Doch das ist zugleich auch der größte Vorteil, den Joyn momentan bietet: Die Einfachheit. Nie zuvor war es möglich, ein so umfassendes TV-Livestream-Angebot so unkompliziert zu nutzen. Ein Klick auf Live-TV und schon geht's los. Keine Registrierung oder ähnliches nervt den Nutzer, stattdessen startet sofort das Programm des Ersten - für die ARD also schonmal kein schlechter Deal, an erster Stelle der Programmliste zu stehen. Tatsächlich bietet sich dann auf Klick eine umfangreiche Senderauswahl - auch wenn die von Joyn so bejubelten 55 Sender etwas in die Irre führen. Zählt man nicht jeden Lokal-Feed der Dritten einzeln, dann bleiben noch 37 Sender übrig.  Neben den Joyn-Betreibern ProSiebenSat.1 und Discovery sind auch Welt, Comedy Central, Sport1, Eurosport, MTV, Deluxe Music, Nick und Ric verfügbar, zudem die meisten öffentlich-rechtlichen Sender mit Ausnahme von Arte und 3sat. Trotzdem fehlt zu einem umfassenden Angebot, das es mit Anbietern wie Zattoo oder waipu.tv aufnehmen könnte, eine ganze Menge - vor allem natürlich die Sender der Mediengruppe RTL, aber auch weitere kleinere Sender wie Tele 5.

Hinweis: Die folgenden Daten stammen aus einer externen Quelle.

PR #9883, opened 2026-01-21
feat(indexer): Use watermarks table in pruner

### LINKED ISSUE #7554: [indexer]: revisit pruning logic for non-partitioned tables
## Description

Pruning is a data-modification operation that is non critical in terms of performance. Thus adding indexes like the set that #7534 tried to introduces does not seem warranted, when one considers the implications on maintaining the indexes to the write load of the server.

The existing pruning logic for non-partitioned tables iterates over checkpoints and deletes rows matching that transaction range included in the checkpoint. Considering, that typically checkpoints include up to 4,5 transactions, this is rather suboptimal, requiring multiple queries to span the entire range of transactions in an epoch.

Instead we should make it so that pruning process the transaction range on the basis of an epoch and deletes rows associated with batches of transactions (e.g. 10000)  so as to make the sequential scanning forced without indexing an acceptable candidate.

### LINKED ISSUE #9829: [indexer]: Refactor pruning logic to use watermarks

Weiteres Problem des Livestreaming-Angebots: Weil die Privaten immer noch der Meinung sind, dass ihr HD-Signal nicht kostenfrei zugänglich sein soll, obwohl es sich ja eigentlich um werbefinanziertes Free-TV handelt, sind alle Privaten eben nur in mäßiger Auflösung zu sehen. In zeitgemäßem HD gibt's also auch bei Joyn nur die Öffentlich-Rechtlichen. Da die Bezahl-Abteilung von Joyn erst Ende des Jahres nachgerüstet werden soll, gibt's bei Joyn somit aktuell gar keine Möglichkeit, auch die Privaten in HD zu sehen. Ansonsten weiß die Bedienung des schnörkellosen Players durchaus zu gefallen. Umschalten zwischen den Programmen funktioniert selbst im Browser ganz einfach mit den Pfeiltasten der Tatstatur. Zappen wird bei Joyn trotzdem kaum jemand: Bei jedem Umschalten auf ein privates Programm läuft nämlich stets ein vorgeschalteter Werbespot - und der wiederholt sich auch noch nach kurzer Zeit.

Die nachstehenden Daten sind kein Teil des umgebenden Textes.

PR #247, opened 2019-07-02
Fix 236

tlogan2000:
### Pull Request Checklist:
- [X] Docs have been added / updated (for bug fixes / features)
- [X] HISTORY.rst has been updated

- [ ] Tags have been pushed

Bug fix, #236

no

* **Other information**:
subset_gridpoint() will now use `.sel` method if lon, lat dims are in the dataset. Otherwise it uses old version based on distance 

This PR fixes #236

### DIFF
--- a/xclim/subset.py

Im On-Demand-Teil des Angebots ist es mit der großen Sendervielfalt dann vorbei. Auf Abruf finden sich wie zuvor schon bei 7TV in erster Linie die Inhalte von ProSiebenSat.1 und Discovery. Joyn preist auf der Startseite vor allem jene Inhalte an, die schon vor TV-Ausstrahlung zu sehen sind, drunter folgt eine Auswahl "Best of Joyn", wo sich u.a. auch die derzeit exklusiv bei Joyn laufenden Inhalte finden. Neben "Jerks" hat Joyn beispielsweise auch schon die komplette erste Staffel der kommenden Sat.1-Comedy "Die Läusemutter" online gestellt. Es folgen wie von anderen Anbietern bekannt Sortierung nach Genres oder anderen Gemeinsamkeiten - "Wissenswertes", "Crime Time", "Harte Jobs" oder "Kochen & Co" werden da etwa zusammengefasst präsentiert. Auch der Aufruf der Mediatheken nach Sender getrennt ist möglich, wird aber nicht mehr so prominent platziert beworben wie in der Vergangenheit.

Einen ersten Schritt haben ProSiebenSat.1 und Discovery damit gemacht. Doch es warten noch große Herausforderungen, insbesondere wenn man die Inhalte weiterer Anbieter integrieren will. Denn die Frage, wessen Inhalte an welcher Stelle angeteasert werden, bleibt heikel. Die Integration der Bezahlangebote wird ebenfalls eine komplizierte Aufgabe, wenn man das derzeit größte Pfund - die Unkompliziertheit - nicht verlieren will. Und den ganzen Teil der Personalisierung ist Joyn in der aktuellen Form noch gar nicht angegangen. Es bleibt eben nur ein erster Schritt. Aber auch den gilt es heute Abend beim großen Launch-Event in Berlin erst einmal zu feiern. Ab morgen warten dann genügend weitere Aufgaben.